Herceptin Research Today is a free monthly online journal that collates and summarizes the latest research about Herceptin, including details on side-effects, breast cancer, treatment, therapy.

Growth inhibition of breast cancer cell lines overexpressing Her2/neu by a novel internalized fully human Fab antibody fragment.

Belimezi MM, Papanastassiou D, Merkouri E, Baxevanis CN, Mamalaki A

Laboratory of Molecular Biology and Immunobiotechnology, Department of Biochemistry, Hellenic Pasteur Institute, 127 Vas. Sofias Ave., 11521 Athens, Greece.

The Her2/neu oncogene is overexpressed in various human cancers of epithelial origin and is associated with increased metastatic potential and poor prognosis. Blocking the Her2/neu signalling has been the focus of most therapeutic approaches. In this paper, the Her2/neu extracellular domain expressed in soluble form in yeast Pichia pastoris was used in order to isolate a fully human Fab fragment from a combinatorial Fab phage display library, derived from invaded lymph nodes of a breast cancer patient. The isolated fully human Fab63 binds specifically the native Her2/neu receptor and competes with Herceptin for binding to soluble Her2/neu receptor. In Her2/neu overexpressing cancer cells, Fab63 is rapidly internalized and has significant antiproliferative effects, where ligand-independent mechanisms dominate signal induction.
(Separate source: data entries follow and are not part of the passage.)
PR #648, opened 2015-05-07
Dino

dietpop:
working and robocopped


dino_catalog/dino_class.rb
```diff
@@ -0,0 +1,21 @@
+class Dino
+  attr_reader :all_info,
+              :name,
+              :period,
+              :continent,
+              :diet,
+              :weight,
+              :walking,
+              :description
+
```
zsyed1: You can put all those attributes on one line, that's the preferred convention:
`attr_reader :all_info, :name, :period, :continent, ...`

dino_catalog/dino_class.rb
```diff
@@ -0,0 +1,21 @@
...
+    @all_info = dino_row.to_s
+    @name = dino_row[:name]
+    @period = dino_row[:period]
+    @continent = dino_row[:continent]
+    @diet = dino_row[:diet]
+    @weight = dino_row[:weight]
+    @walking = dino_row[:walking]
+    @description = dino_row[:description]
+  end
+end
```
zsyed1: Cosmetic: You can vertically align the `=` signs to make it prettier

zsyed1: Also the variable name `dino_row` may as be called `row`.

dino_catalog/dino_csv_import.rb
```diff
@@ -0,0 +1,32 @@
+require 'csv'
+require './dino_class.rb'
+
+class CsvImporter
+  def initialize(input_files)
+    @raw_dino_info = Array[]
+    input_files.each { |fname| @raw_dino_info += import_csv_file(fname) }
+    @raw_dino_info
+  end
```
zsyed1: Line 6 - No need for the `Array`, just `@raw_dino_info = []` is fine.
Line 8 - You can remove this line.

On that note, lines 7 and 8 can be achieved with a `reduce`:
```
@raw_dino_info = input_files.reduce([]) { |a, filename| a + import_csv_file(filename) } 
```

dino_catalog/dino_csv_import.rb
```diff
@@ -0,0 +1,32 @@
...
+
+  def import_csv_file(filename)
+    csv = Array[]
+    CSV.foreach(filename, headers: true, header_converters: :symbol) do |row|
+      csv << row
+    end
+    csv
+  end
+
```
zsyed1: Line 12  - `csv = []`

dino_catalog/dino_csv_import.rb
```diff
@@ -0,0 +1,32 @@
...
+    @dinos = Array[]
+    @raw_dino_info.each_with_index do |row, i|
+      row[:name] = row[:genus] unless row[:genus].nil?
+      row[:continent] = "Africa" if row[:continent].nil?
+      row[:diet] = "Herbivore" if row[:carnivore] == "No"
+      row[:diet] = "Carnivore" if row[:diet] != "Herbivore" || row[:carnivore] == "yes"
+      row[:weight] = row[:weight_in_lbs] if row[:weight].nil?
+      row[:weight] = row[:weight].to_i
+      @dinos[i] = Dino.new(row)
+    end
```
zsyed1: Lines 22 reads better as: `row[:name] = row[:genus] if row[:genus]`

zsyed1: Line 26 - `row[:weight] ||= row[:weight_in_lbs]`

dino_catalog/dino_csv_import.rb
```diff
@@ -0,0 +1,32 @@
...
+    csv
+  end
+
+  def create_dinos
+    @dinos = Array[]
+    @raw_dino_info.each_with_index do |row, i|
+      row[:name] = row[:genus] unless row[:genus].nil?
+      row[:continent] = "Africa" if row[:continent].nil?
+      row[:diet] = "Herbivore" if row[:carnivore] == "No"
+      row[:diet] = "Carnivore" if row[:diet] != "Herbivore" || row[:carnivore] == "yes"
```
zsyed1: Line 23: `row[:continent] ||= "Africa"`

dino_catalog/dino_csv_import.rb
```diff
@@ -0,0 +1,32 @@
...
+      row[:weight] = row[:weight_in_lbs] if row[:weight].nil?
+      row[:weight] = row[:weight].to_i
+      @dinos[i] = Dino.new(row)
+    end
+    @dinos
+  end
```
zsyed1: Line 28 - Not sure why you need the index `i`. You can just push them one by one `@dinos << Dino.new(row)`. Then you can replace the `each_with_index` with `each` in line 21.

dino_catalog/dino_main.rb
```diff
@@ -0,0 +1,41 @@
+require './dino_csv_import.rb'
+require './dinodex_class.rb'
+
+class UserInterface
+  def initialize
+    dino_input_files = ['./dinodex.csv', './african_dinosaur_export.csv']
+    @my_dinodex = DinoDex.new(CsvImporter.new(dino_input_files).create_dinos)
+  end
```
zsyed1: Line 7 - Would be more readable if you do
```
dinos = CsvImporter.new(dino_input_files).create_dinos
@my_dinodex = DinoDex.new(dinos)
```

dino_catalog/dino_main.rb
```diff
@@ -0,0 +1,41 @@
...
+    print_output(@my_dinodex.filter_dinos(@filter_query))
+  end
+
+  def prompt_user_for_inputs(filter_name)
+    puts "Would you like to view dinosaurs by #{filter_name}? Y/N"
+    if gets.chomp.downcase == 'y'
+      puts "Choose the number of the #{filter_name} you wish to view:"
+      @filter_query[filter_name.to_sym] = print_values(filter_name)[gets.chomp.to_i - 1]
+    end
+  end
```
zsyed1: Line 21 - More readable if you do:
```
choice = gets.chomp.to_i - 1
@filter_query[filter_name.to_sym] = print_values(filter_name)[choice]
```

dino_catalog/dinodex_class.rb
```diff
@@ -0,0 +1,27 @@
...
+    matching_dinos
+  end
+
+  def get_all_values(key)
+    values = Array[]
+    @dino_array.each do |i|
+      values << i.send(key)
+    end
+    values.uniq
+  end
```
zsyed1: Lines 21 - 24 can be replaced with
```
@dino_array.map { |i| t.send(key) }
```

dino_catalog/dinodex_class.rb
```diff
@@ -0,0 +1,27 @@
+require './dino_class.rb'
+class DinoDex
+  def initialize(dino_arry)
+    @dino_array = dino_arry
+  end
```
zsyed1: Lines 3 - 4: Like to avoid using the variable type in the name. It locks you down to that type. You can just rename `dino_arry` to `dinos`.
Also, there is no need to worry about shadowing here, the argument variable is distinct from the member variable because of the `@`. So you can call them both the same name and not have to worry about shadowing:
```
def initialize(dinos)
  @dinos = dinos
end
```
Is perfectly acceptable

dino_catalog/dinodex_class.rb
```diff
@@ -0,0 +1,27 @@
...
+
+  def filter_dinos(filter)
+    matching_dinos = @dino_array
+    filter.each do |k, v|
+      next if v == ""
+      if k.to_s == "weight"
```
zsyed1: line 10 - `next if v.empty?`

dino_catalog/dinodex_class.rb
zsyed1: Nice work! Your code is succinct and easy to read. I would recommend making the changes and resubmitting - only because it is good to practice these basic conventions early on.

dino_catalog/dino_csv_import.rb
dietpop: Excellent suggestions!

dino_catalog/dino_csv_import.rb
dietpop: done

dino_catalog/dino_csv_import.rb
dietpop: Good one.

dino_catalog/dino_csv_import.rb
dietpop: Yes. Changed in applicable assignments.

dino_catalog/dino_main.rb
dietpop: done

dino_catalog/dino_class.rb
```diff
@@ -0,0 +1,21 @@
+class Dino
+  attr_reader :all_info,
+              :name,
```
djkotowski: Thank you Hound for not recognizing correct alignment.

dietpop: Neither does rubocop.

dino_catalog/dino_csv_import.rb
djkotowski: And at that point, just use `#map`.

djkotowski:
Your filenames should match the snake case version of your class/module names.

> dinodex.rb
```ruby
class Dinodex
end
```

dino_catalog/dinodex_class.rb
```diff
@@ -0,0 +1,27 @@
...
+        matching_dinos.select! { |i| (i.weight >= filter[:weight].to_i) }
+      else
+        matching_dinos.select! { |i| i.send(k).include? v }
+      end
+    end
+    matching_dinos
```
djkotowski: You could make this method chainable by returning a new Dinodex with only the filtered dinosaurs.

dino_catalog/dinodex_class.rb
```diff
@@ -0,0 +1,27 @@
...
+  end
+
+  def get_all_values(key)
+    values = Array[]
+    @dino_array.each do |i|
+      values << i.send(key)
+    end
+    values.uniq
```
djkotowski: Can be replaced with map.
```ruby
def get_all_values(key)
  @dinos.map { |i| i.send(key) }.uniq
end
```

dino_catalog/dino_csv_import.rb
zsyed1: In this case - yes. The preferred convention for a one-line `reduce` is to use `|a, e|` so you could probably get away with `|a, f|`!

dino_catalog/dino_main.rb
dietpop: The user's choice has to come after the print_values method displays the options.  I think this code solves the readability issue by separating the `gets` onto it's own line, but is it now too verbose? 

'user_choices = print_values(filter_name)
choice = gets.chomp.to_i - 1
@filter_query[filter_name.to_sym] = user_choices[choice]`

dino_catalog/dino_csv_import.rb
dietpop: done

djkotowski:
Good first submission!  Take a look at the comments and refactor where needed.

dino_catalog/dinodex_class.rb
dietpop: Another awesome recommendation!

dino_catalog/dinodex_class.rb
dietpop: Good point to not use the object type in a variable name.  Note to self: I used `array` within the variable name to keep things straight while coding, and it should have been removed when finished.

dino_catalog/dinodex_class.rb
dietpop: .empty? is not an integer method.  `weight` is an integer and the following logic works because weight is also handled differently than the the other filters.   This is not clear to reader and should be handled differently so it's more obvious.  I'll fix it.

Moreover, in the presence of the ligand heregulin, growth inhibition was also detected by Fab63. The human Fab63 is a non-immunogenic agent with unique properties that can be applied in diagnosis and cancer therapy, with great potential for further manipulation towards the generation of an effective anticancer molecule.

Published 24 May 2006 in Cancer Immunol Immunother, 55(9): 1091-9.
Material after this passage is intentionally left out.